Find each line below that includes "aware", then copy it.

(Stored data)
# # # #

PR #2485, opened 2019-03-29
reduce: add remove_selection_reduction_opportunity

### LINKED ISSUE #2484: reduce: remove selections reduction pass

paulthomson:
Fix #2484

### DIFF
--- a/source/reduce/remove_selection_reduction_opportunity_finder.cpp
+++ b/source/reduce/remove_selection_reduction_opportunity_finder.cpp
@@ -60,8 +60,8 @@ RemoveSelectionReductionOpportunityFinder::GetAvailableOpportunities(
           if (CanOpSelectionMergeBeRemoved(
                   context, block, merge_instruction,
                   merge_and_continue_blocks_from_loops)) {
-            result.push_back(MakeUnique<RemoveSelectionReductionOpportunity>(
-                &function, &block));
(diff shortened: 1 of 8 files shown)


source/reduce/remove_selection_reduction_opportunity_finder.cpp
```diff
@@ -0,0 +1,148 @@
...
+  {
+    uint32_t merge_block_id =
+        merge_instruction->GetSingleWordOperand(kMergeNodeIndex);
+    for (uint32_t predecessor_block_id :
+         context->cfg()->preds(merge_block_id)) {
+      BasicBlock* predecessor_block =
+          context->cfg()->block(predecessor_block_id);
+      assert(predecessor_block);
+      bool found_divergent_successor = false;
+      predecessor_block->ForEachSuccessorLabel(
```
s-perron: The version of `ForEachSuccessorLabel` that takes a `uint32_t` as apposed to a `uint32_t*` is a const function.  For some reason VS2013 does not let you call it using a non-const pointer.  There are a couple options.  You could change `predecessor_block` to a const pointer, or change to the other version of `ForEachSuccessorLabel`.

paulthomson: Thanks!

PR #2490, opened 2019-04-02
Handle variable pointer in some optimizations

### LINKED ISSUE #2458: spirv-opt assertion "GetBaseAddress should only be called on instructions that take a pointer or image"
spirv-opt --skip-validation -O -o out bug.spv

source/opt/instruction.cpp:163: spvtools::opt::Instruction* spvtools::opt::Instruction::GetBaseAddress() const: Assertion `(IsLoad() || opcode() == SpvOpStore || opcode() == SpvOpAccessChain || opcode() == SpvOpPtrAccessChain || opcode() == SpvOpInBoundsAccessChain || opcode() == SpvOpCopyObject || opcode() == SpvOpImageTexelPointer) && "GetBaseAddress should only be called on instructions that take a " "pointer or image."' failed.

[bug.txt](https://github.com/KhronosGroup/SPIRV-Tools/files/2969159/bug.txt)

s-perron:
* Check var ptr capability for common uniform.

* Check var ptr capability in access chain convert.

Since we want this pass to run even if there are variable pointer on
storage buffers, we had to remove asserts that assumed there were no
variable pointers.  The functions with the asserts will now work, it
becomes the responsibility of the callers to deal with the output as
appropriate.

* Single block elimination and variable pointers.

It seems like the code in local single block elimination is able to
handle cases with variable pointers already.  This is because the
function `HasOnlySupportedRefs` ensures that variables that feed a
variable pointer are not candidates.

* Single store elimination and variable pointers.

It seems like the code in local single stroe elimination is able to
handle cases with variable pointers already.  This is because the
function `FindSingleStoreAndCheckUses` ensures that variables that feed
a variable pointer are not candidates.

* SSA rewriter and variable pointers.

It seems like the code in the two passes that call the SSA rewriter are
able to  handle cases with variable pointers already.  This is because the
function `HasOnlySupportedRefs` ensures that variables that feed
a variable pointer are not candidates.

Fixes #2458.

### DIFF
--- a/test/opt/local_access_chain_convert_test.cpp
+++ b/test/opt/local_access_chain_convert_test.cpp
@@ -700,6 +700,126 @@ OpFunctionEnd
                                                      true);
 }
 
+TEST_F(LocalAccessChainConvertTest, VariablePointersStorageBuffer) {
+  // A case with a storage buffer variable pointer.  We should still convert
+  // the access chain on the function scope symbol.
+  const std::string test =
+      R"(
+; CHECK: OpFunction
+; CHECK: [[var:%\w+]] = OpVariable {{%\w+}} Function
+; CHECK: [[ld:%\w+]] = OpLoad {{%\w+}} [[var]]
+; CHECK: OpCompositeExtract {{%\w+}} [[ld]] 0 0
+               OpCapability Shader
+               OpCapability VariablePointersStorageBuffer
+          %1 = OpExtInstImport "GLSL.std.450"
+               OpMemoryModel Logical GLSL450
+               OpEntryPoint GLCompute %2 "main"
+               OpExecutionMode %2 LocalSize 1 1 1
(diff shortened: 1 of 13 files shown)


test/opt/local_access_chain_convert_test.cpp
```diff
@@ -700,6 +700,126 @@ OpFunctionEnd
...
+               OpFunctionEnd
+)";
+
+  SinglePassRunAndMatch<LocalAccessChainConvertPass>(test, true);
+}
+
+TEST_F(LocalAccessChainConvertTest, VariablePointers) {
+  // A case with variable pointer capability.  We should not convert
+  // the access chain on the function scope symbol because the variable pointer
+  // could the analysis to miss references to function scope symbols.
```
alan-baker: missing a word here I think:

> could cause the analysis ...

PR #2493, opened 2019-04-04
Fix webgpu header file name in BUILD.gn

ShabbyX:
A .h file was specified as .hpp file, causing `gn gen path/ --check` to
fail.


dj2:
This looks good but you need to accept the CLA (which looks like you need to associate the email address of the commit with your github account to do?)

ShabbyX:
@dj2, sorry I committed with the wrong email address.

dj2:
Apparently merging and reviewing are different. LGTM, heh.

PR #2494, opened 2019-04-04
reduce: miscellaneous fixes

paulthomson:
Various little fixes. Best reviewed one commit at a time.


.idea/codeStyles/Project.xml
```diff
@@ -0,0 +1,57 @@
...
+      <option name="SPACE_BEFORE_WHILE_PARENTHESES" value="false" />
+      <option name="SPACE_BEFORE_FOR_PARENTHESES" value="false" />
+      <indentOptions>
+        <option name="INDENT_SIZE" value="2" />
+        <option name="CONTINUATION_INDENT_SIZE" value="2" />
+        <option name="TAB_SIZE" value="2" />
+      </indentOptions>
+    </codeStyleSettings>
+  </code_scheme>
+</component>
```
s-perron: Why are you adding the files in `.idea`.  I don't think they should be.

tools/reduce/reduce.cpp
```diff
@@ -26,6 +27,7 @@
 #include "tools/util/cli_consumer.h"
 
 using namespace spvtools::reduce;
+using namespace spvtools::opt;
```
s-perron: Why are you using the namespace here?

.idea/codeStyles/Project.xml
paulthomson: The plan was to add a few specific files (that are not user-specific) so that anybody using CLion will have some good code style settings.

tools/reduce/reduce.cpp
paulthomson: I missed this one. Thanks.

.idea/codeStyles/Project.xml
s-perron: I don't know if we want to start supporting specific IDE.  It will create extra work to maintain as these files change with different versions of the tools.  Also, which IDE do we want to support.  Why CLion and not another?  

We use the google style.  For me, clion seems to default to that style, or something close to it. 
 That is probably because I have a google-centric version.  You can also add clang-format as an external tool, which is what I do.  Then I can format the current file by pressing Ctrl-L (or whatever you want).

Also, we want one source of truth for automatic formatting code: clang-format.  What if we can't get the two tools to do the exact same thing.

I don't think it is a profitable for us to maintain these files.

paulthomson: Yes, I wanted to see what you thought. Note that CLion does indeed defer to clang format for me. These settings just define some naming conventions, which are not covered by clang format. I also wanted to add my "new file" template, but then the copyright header would be "Google LLC" by default, which doesn't seem fair, and CLion doesn't yet support a way to use a "company name" macro in file templates. Regardless, I will remove these.

PR #2496, opened 2019-04-04
Add WebGPU->Vulkan and Vulkan->WebGPU flags in spirv-opt

### LINKED ISSUE #2495: Add flag to spirv-opt for converting SPIR-V from WebGPU to Vulkan
Should be called '--webgpu-to-vulkan', and the existing '--webgpu-mode' should be renamed '--vulkan-to-webgu'

zoddicus:
Renames the existing flag '--webgpu-mode' to '--vulkan-to-webgpu' for
the Vulkan->WebGPU operation, and adds a new flag '--webgpu-to-vulkan'
for the WebGPU->Vulkan operation.

Currently '--webgpu-to-vulkan' doesn't have any passes associated with
it, but further patches will implement them.

Fixes #2495

### DIFF
--- a/include/spirv-tools/optimizer.hpp
+++ b/include/spirv-tools/optimizer.hpp
@@ -101,10 +101,17 @@ class Optimizer {
   // from time to time.
   Optimizer& RegisterSizePasses();
 
-  // Registers passes that have been prescribed for WebGPU environments.
+  // Registers passes that have been prescribed for converting from Vulkan to
+  // WebGPU.
   // This sequence of passes is subject to constant review and will change
   // from time to time.
-  Optimizer& RegisterWebGPUPasses();
+  Optimizer& RegisterVulkanToWebGPUPasses();
+
+  // Registers passes that have been prescribed for converting from WebGPU to
+  // VulkanU.
+  // This sequence of passes is subject to constant review and will change
+  // from time to time.
+  Optimizer& RegisterWebGPUToVulkanPasses();
 
   // Registers passes that attempt to legalize the generated code.
   //
--- a/include/spirv-tools/optimizer.hpp
+++ b/include/spirv-tools/optimizer.hpp
@@ -102,15 +102,13 @@ class Optimizer {
   Optimizer& RegisterSizePasses();
 
   // Registers passes that have been prescribed for converting from Vulkan to
-  // WebGPU.
-  // This sequence of passes is subject to constant review and will change
-  // from time to time.
+  // WebGPU. This sequence of passes is subject to constant review and will
+  // change from time to time.
   Optimizer& RegisterVulkanToWebGPUPasses();
 
   // Registers passes that have been prescribed for converting from WebGPU to
-  // VulkanU.
-  // This sequence of passes is subject to constant review and will change
-  // from time to time.
+  // Vulkan. This sequence of passes is subject to constant review and will
+  // change from time to time.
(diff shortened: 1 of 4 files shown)


include/spirv-tools/optimizer.hpp
```diff
@@ -101,10 +101,17 @@ class Optimizer {
   // from time to time.
   Optimizer& RegisterSizePasses();
 
-  // Registers passes that have been prescribed for WebGPU environments.
+  // Registers passes that have been prescribed for converting from Vulkan to
+  // WebGPU.
   // This sequence of passes is subject to constant review and will change
   // from time to time.
```
s-perron: Could you format the comments better?  The line breaks look awkward.

include/spirv-tools/optimizer.hpp
```diff
@@ -101,10 +101,17 @@ class Optimizer {
...
-  Optimizer& RegisterWebGPUPasses();
+  Optimizer& RegisterVulkanToWebGPUPasses();
+
+  // Registers passes that have been prescribed for converting from WebGPU to
+  // VulkanU.
+  // This sequence of passes is subject to constant review and will change
+  // from time to time.
```
s-perron: Same as the comments above.

tools/opt/opt.cpp
```diff
@@ -623,16 +718,38 @@ OptStatus ParseFlags(int argc, const char** argv,
           return {OPT_STOP, 1};
         }
         optimizer->SetTargetEnv(target_env);
-      } else if (0 == strcmp(cur_arg, "--webgpu-mode")) {
```
s-perron: We generally don't like removing an option.  Are we sure it is not being used yet?

include/spirv-tools/optimizer.hpp
```diff
@@ -101,10 +101,17 @@ class Optimizer {
   // from time to time.
   Optimizer& RegisterSizePasses();
 
-  // Registers passes that have been prescribed for WebGPU environments.
+  // Registers passes that have been prescribed for converting from Vulkan to
+  // WebGPU.
   // This sequence of passes is subject to constant review and will change
   // from time to time.
-  Optimizer& RegisterWebGPUPasses();
+  Optimizer& RegisterVulkanToWebGPUPasses();
```
s-perron: This is a change to the public interface?  Are we sure nothing depends on this yet?

include/spirv-tools/optimizer.hpp
zoddicus: Done

include/spirv-tools/optimizer.hpp
zoddicus: I am not aware of anything that depends on this API at the moment, other then the tests in the repo it isn't integrated with anything. In the future I think spvc in shaderc will be using it, but I checked that hasn't been implemented yet.

Its implementation is currently incomplete and hasn't really been advertised as a thing to use, since the spec it is implementing is still being worked on.

include/spirv-tools/optimizer.hpp
zoddicus: Done

tools/opt/opt.cpp
zoddicus: I am not aware of anything that depends on this flag at the moment, other then the tests in the repo it isn't integrated with anything to my knowledge. The current implementation is incomplete at the moment and the spec isn't finalized.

# # # #

» Answer to the problem:
zoddicus: I am not aware of anything that depends on this API at the moment, other then the tests in the repo it isn't integrated with anything. In the future I think spvc in shaderc will be using it, but I checked that hasn't been implemented yet.
zoddicus: I am not aware of anything that depends on this flag at the moment, other then the tests in the repo it isn't integrated with anything to my knowledge. The current implementation is incomplete at the moment and the spec isn't finalized.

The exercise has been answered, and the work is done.